> **What you should do**: All that is needed is each line of the entries holding the word "opened", copied as it stands.

-------- Records for processing

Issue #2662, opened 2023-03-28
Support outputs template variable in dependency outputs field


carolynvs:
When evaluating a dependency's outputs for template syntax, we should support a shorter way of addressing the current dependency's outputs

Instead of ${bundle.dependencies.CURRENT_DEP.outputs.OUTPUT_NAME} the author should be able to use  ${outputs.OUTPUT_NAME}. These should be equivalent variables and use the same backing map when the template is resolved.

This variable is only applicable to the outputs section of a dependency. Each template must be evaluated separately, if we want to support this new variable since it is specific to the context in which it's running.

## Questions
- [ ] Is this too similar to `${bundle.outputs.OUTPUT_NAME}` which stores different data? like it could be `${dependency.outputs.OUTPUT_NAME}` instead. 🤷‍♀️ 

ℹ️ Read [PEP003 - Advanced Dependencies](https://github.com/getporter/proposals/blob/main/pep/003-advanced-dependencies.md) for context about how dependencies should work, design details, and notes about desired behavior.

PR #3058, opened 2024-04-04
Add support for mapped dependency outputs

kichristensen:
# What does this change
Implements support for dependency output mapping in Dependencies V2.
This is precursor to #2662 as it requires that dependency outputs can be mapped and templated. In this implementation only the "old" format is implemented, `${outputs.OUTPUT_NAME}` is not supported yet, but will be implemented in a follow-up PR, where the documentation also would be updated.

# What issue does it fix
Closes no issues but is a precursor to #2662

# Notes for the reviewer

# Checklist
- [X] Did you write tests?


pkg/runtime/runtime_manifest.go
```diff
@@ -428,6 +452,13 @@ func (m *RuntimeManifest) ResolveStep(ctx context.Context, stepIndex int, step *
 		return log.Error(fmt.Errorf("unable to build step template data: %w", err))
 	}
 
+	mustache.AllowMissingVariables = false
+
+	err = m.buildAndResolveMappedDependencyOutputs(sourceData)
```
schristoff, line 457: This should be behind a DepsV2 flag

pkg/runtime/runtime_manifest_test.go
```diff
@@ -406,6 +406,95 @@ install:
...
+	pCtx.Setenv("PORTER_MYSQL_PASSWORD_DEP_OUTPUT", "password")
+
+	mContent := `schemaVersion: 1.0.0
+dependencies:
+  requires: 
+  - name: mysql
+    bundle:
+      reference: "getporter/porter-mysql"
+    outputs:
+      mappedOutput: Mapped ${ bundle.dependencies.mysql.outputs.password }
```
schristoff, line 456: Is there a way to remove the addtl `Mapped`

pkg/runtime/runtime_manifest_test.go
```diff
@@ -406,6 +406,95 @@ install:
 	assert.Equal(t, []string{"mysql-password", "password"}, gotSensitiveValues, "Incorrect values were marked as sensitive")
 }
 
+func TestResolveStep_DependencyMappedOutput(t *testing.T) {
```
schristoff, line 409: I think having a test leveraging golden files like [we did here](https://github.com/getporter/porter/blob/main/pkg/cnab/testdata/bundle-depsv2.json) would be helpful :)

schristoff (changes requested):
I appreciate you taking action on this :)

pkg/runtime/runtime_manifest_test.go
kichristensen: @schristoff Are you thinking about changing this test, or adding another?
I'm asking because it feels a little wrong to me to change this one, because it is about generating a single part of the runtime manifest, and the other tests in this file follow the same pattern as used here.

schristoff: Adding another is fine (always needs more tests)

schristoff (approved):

----------------

> **Answer section**:
Issue #2662, opened 2023-03-28
PR #3058, opened 2024-04-04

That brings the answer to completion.